● **INSTRUCTIONS FOR THE TASK**: Take the data below and extract the lines from the one with "1. **Not viewable" to the one with "for datetime-typed values", inclusive, exactly as written.

● **EXERCISE MATERIALS**:
Issue #831, opened 2026-05-16
Add type-aware persistence for statement values in Neo4j


malberts:
> Written by Claude Code, `Opus 4.7`. Context: the NeoWiki persistence layer
> (`SubjectUpdater`, `Neo4jValueBuilderRegistry`, `Neo4jQueryStore`), #684, and #830.

## Goal

Add a general, type-aware persistence mechanism so **any property type — core or
extension-defined — can declare, via its value builder, how its value is represented
in Neo4j** for statements (native type / constructor expression), instead of every
value collapsing to an untyped scalar. Extension-provided property types are a
first-class requirement, not an afterthought (cf. the extensibility intent of #684
and the RedHerb example extension).

## Background

Subject statement values are currently persisted to Neo4j as untyped scalars, with no
mechanism for a property type to control its native Neo4j representation. datetime is
the clearest current symptom, but this is a **general** limitation that also blocks
future and extension-defined types (temporal, spatial/point, duration, or any custom
typed value an extension wants to store and query natively).

### Where it happens

- `SubjectUpdater::statementsToNodeProperties()` runs values through
  `Neo4jValueBuilderRegistry::buildNeo4jValue()` and writes them via
  `MERGE (n {id: $id}) SET n = $props` — every value is a plain Cypher **parameter**.
- `Neo4jValueBuilderRegistry` builders can only return scalars (all core builders,
  including `dateTime`, are `$value->toScalars()`). There is no way for a builder to
  emit a Cypher **constructor expression** (`datetime(...)`, `point(...)`, …) or
  otherwise influence the stored type.
- Contrast the page side (#684): `Neo4jQueryStore::extractTypedValues()` does have a
  typed path — but it is **hardcoded to datetime** and lives only in page persistence.

Net effect: no property type (core or extension-defined) can store Subject values as
native Neo4j types, so Cypher type-aware operations (datetime comparisons, spatial
queries, etc.) don't work against Subject statements.

## Design question — shared vs. separate mechanism (depends on #830)

The page side has a hardcoded, datetime-only typed path in `Neo4jQueryStore`; the
Subject side has none and uses the extensible `Neo4jValueBuilderRegistry`. Options:

1. **Generalise the value-builder mechanism** so builders can emit constructor
   expressions / typed representations, and reuse it for both page and subject
   persistence (single extensible path; supersedes the hardcoded page path).
2. **Add a separate Subject-side typed path** mirroring `extractTypedValues()` (two
[...]

Issue #830, opened 2026-05-16
RfC: Page-level computed properties


malberts:
> RfC distilled by Claude from an internal team design discussion and the 2026-05 dev syncs.
> Context: the NeoWiki codebase, GraphModel/Views docs, and the #782 / page-property plugin work.
> <sub>Written by Claude Code, `Opus 4.7`</sub>

## Problem

Some consumers need **page-level computed/generic properties** — e.g. a document-control workflow
that records "approved", "page owner", "last reviewed" — and wants to (a) view them alongside
Subject data and (b) update them outside of page edits.

The current mechanism (computed properties on the Neo4j **Page node** via the `PagePropertyProvider`
plugin) has run into several limitations that, taken together, warrant a decision on the overall
model rather than incremental patches:

1. **Not viewable via Views.** The `{{#view}}` + Layout system renders a single Subject and has no
   primitive for mixing Page-node properties into that rendering. Current workaround is custom Cypher
   via Lua/parser function — acknowledged as unsatisfactory.
2. **Updates outside page edits.** Tracked in #782 (expose a rebuild service so an extension can
   refresh page properties on demand, e.g. from an approval hook).
3. **Graph-as-generic-storage concern.** If meaningful userland data lives only on the page node,
   the graph database stops being purely disposable/rebuildable secondary persistence.
   (Counter-point: with an exposed ad-hoc rebuild (#782), the extension only *triggers* a rebuild
   from registered `getProperties()` — it does not write one-off data directly to the graph, so the
   Page node stays fully derivable from registered providers + revision state.)
4. **Influences subject-side typed-value implementation.** Subject-side typed values (e.g. a datetime
   that calls Neo4j's native datetime constructor in Cypher, as the page-property side already does
   for datetime-typed values such as `creationTime`/`modificationTime`) are *not strictly blocked* by
   this decision. But the outcome determines whether they reuse the same value-conversion/wrapper
   classes as the page-property mechanism or warrant separate ones — worth deciding before investing
   in either. Tracked in #831; the page-property equivalent was #684 (closed).

NeoWiki's userland data is meant to live in **Subjects**; page-node properties were not designed as
a generic storage mechanism. This RfC decides the model.

### Option A — Page as a Subject

Promote what is stored on the Page node to a proper **Page Subject** with a single, generic `Page`
schema (one schema, not per-page-type — per-type concerns stay in the **main subject**). The
schema/values may be read-only via UI/API. A Page then behaves like any other Subject.

[...]

Issue #782, opened 2026-04-27
Expose SubjectPageRebuilder as a public service for on-demand graph refresh


malberts:
## Problem

Page Property updates currently only run on `RevisionFromEditComplete` and `RevisionUndeleted`. Extensions that contribute a `PagePropertyProvider` may need to refresh a page's properties when something happens *outside* of an edit — for example, an approval extension that wants to reflect a state change ("draft" → "approved") on the Page node without requiring the page to be re-saved.

Today, the only way to trigger this is to reach into NeoWiki internals:

```php
$handler = NeoWikiExtension::getInstance()->getStoreContentUC();
$rebuilder = new SubjectPageRebuilder( $handler, $wikiPageFactory );
$rebuilder->rebuild( $title );
```

Both `OnRevisionCreatedHandler` and `SubjectPageRebuilder` live in non-public namespaces and are not registered with `MediaWikiServices`. There is no `ServiceWiring.php` for the extension.

## Proposal

Register `SubjectPageRebuilder` (or a smaller, purpose-built `PagePropertyRefresher`) as a `MediaWikiServices` service so external extensions can do something like:

```php
MediaWikiServices::getInstance()
    ->getService( 'NeoWiki.SubjectPageRebuilder' )
    ->rebuild( $title );
```

This is a small change (add `ServiceWiringFiles` to `extension.json`, write a `ServiceWiring.php`) and gives extensions a stable extension point that doesn't depend on `NeoWikiExtension`'s singleton.

## Notes

- Existing callers: `maintenance/RebuildGraphDatabases.php` (would migrate to the service for consistency).
- `SubjectPageRebuilder::rebuild()` already silently returns `false` for pages without a revision, without a revision user, or without a `SubjectContent` slot — that behaviour should remain.
- A REST endpoint is not requested here. Extensions can wrap the service themselves if they need HTTP access.

> Result of an investigation requested by @malberts.
> Context: the NeoWiki codebase, with focus on the \`PagePropertyProvider\` plugin system and the page-save → graph-store pipeline.
> <sub>Written by Claude Code, \`Opus 4.7\`</sub>

JeroenDeDauw:
I do not like the MediaWiki service container in this proposal. See comments on https://github.com/ProfessionalWiki/NeoWiki/issues/789

Quoting the driving use case for this task:

[...]

PR #882, opened 2026-06-09
SubjectSources: correct load seam, rebuild scope, ADR 8 cite, #831 framing

alistair3149:
> Result of a Subject Sources doc review session with @alistair3149 — multi-agent review with adversarial
> revalidation of each finding against the codebase, then scoping this PR to the verified corrections.
> Context: the NeoWiki codebase, the linked ADRs and planning docs, and issues #782/#789/#830/#831.

Corrects four statements in the Subject Sources exploration doc, verified against the code:

* **Rendering**: the server-side by-id load path is `SubjectLookup` (behind the subject fetch endpoint and `SubjectResolver`), not `SubjectContentRepository`, which is page/revision-keyed and slot-only. Both current `SubjectLookup` implementations resolve ids through the graph index, so Source dispatch sits in front of that port. Also names the frontend schema-load path (raw `Schema:` page source via core REST, bypassing the NeoWiki schema endpoint) as part of the same seam, since source-resolved schemas have no `Schema:` page.
* **Refresh without an edit**: "re-injection on rebuild exists" only holds for pages whose latest revision carries the subject slot; rebuild does not visit other pages.
* **Schemas from Sources**: drop the ADR 8 citation on the "one schema type" claim — ADR 8 covers one-schema-per-Subject, not schema kinds.
* **Related**: replace "#831 — related but separate" with honest scoping: #831's shared-vs-separate design question is gated on #830 (which this doc re-frames); it stays independent for the first slice but becomes a prerequisite for type-aware querying of Subjects materialised from Sources.

### DIFF
--- a/docs/planning/SubjectSources.md
+++ b/docs/planning/SubjectSources.md
@@ -102,8 +102,7 @@ Example sources:
 
 Schemas are resolved through Sources too and can be read-only: the page-metadata schema is code-defined (read-only by
 construction); a remote schema is remote-owned (read-only); a local schema is an ordinary writeable schema. There is
-one schema type throughout — read-only-ness comes from the Source, never from a schema "kind"
-([ADR 8](../adr/008-one-schema-per-subject.md)).
+one schema type throughout — read-only-ness comes from the Source, never from a schema "kind".
 
 ### Schema identity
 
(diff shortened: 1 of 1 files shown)


docs/planning/SubjectSources.md
```diff
@@ -102,8 +102,7 @@ Example sources:
 
 Schemas are resolved through Sources too and can be read-only: the page-metadata schema is code-defined (read-only by
 construction); a remote schema is remote-owned (read-only); a local schema is an ordinary writeable schema. There is
-one schema type throughout — read-only-ness comes from the Source, never from a schema "kind"
-([ADR 8](../adr/008-one-schema-per-subject.md)).
+one schema type throughout — read-only-ness comes from the Source, never from a schema "kind".
```
JeroenDeDauw, line 105: Ah I think this should be dropped as its a detail/correction from my session, not something sensible without that context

● **FINISHED EXERCISE**:
1. **Not viewable via Views.** The `{{#view}}` + Layout system renders a single Subject and has no
   primitive for mixing Page-node properties into that rendering. Current workaround is custom Cypher
   via Lua/parser function — acknowledged as unsatisfactory.
2. **Updates outside page edits.** Tracked in #782 (expose a rebuild service so an extension can
   refresh page properties on demand, e.g. from an approval hook).
3. **Graph-as-generic-storage concern.** If meaningful userland data lives only on the page node,
   the graph database stops being purely disposable/rebuildable secondary persistence.
   (Counter-point: with an exposed ad-hoc rebuild (#782), the extension only *triggers* a rebuild
   from registered `getProperties()` — it does not write one-off data directly to the graph, so the
   Page node stays fully derivable from registered providers + revision state.)
4. **Influences subject-side typed-value implementation.** Subject-side typed values (e.g. a datetime
   that calls Neo4j's native datetime constructor in Cypher, as the page-property side already does
   for datetime-typed values such as `creationTime`/`modificationTime`) are *not strictly blocked* by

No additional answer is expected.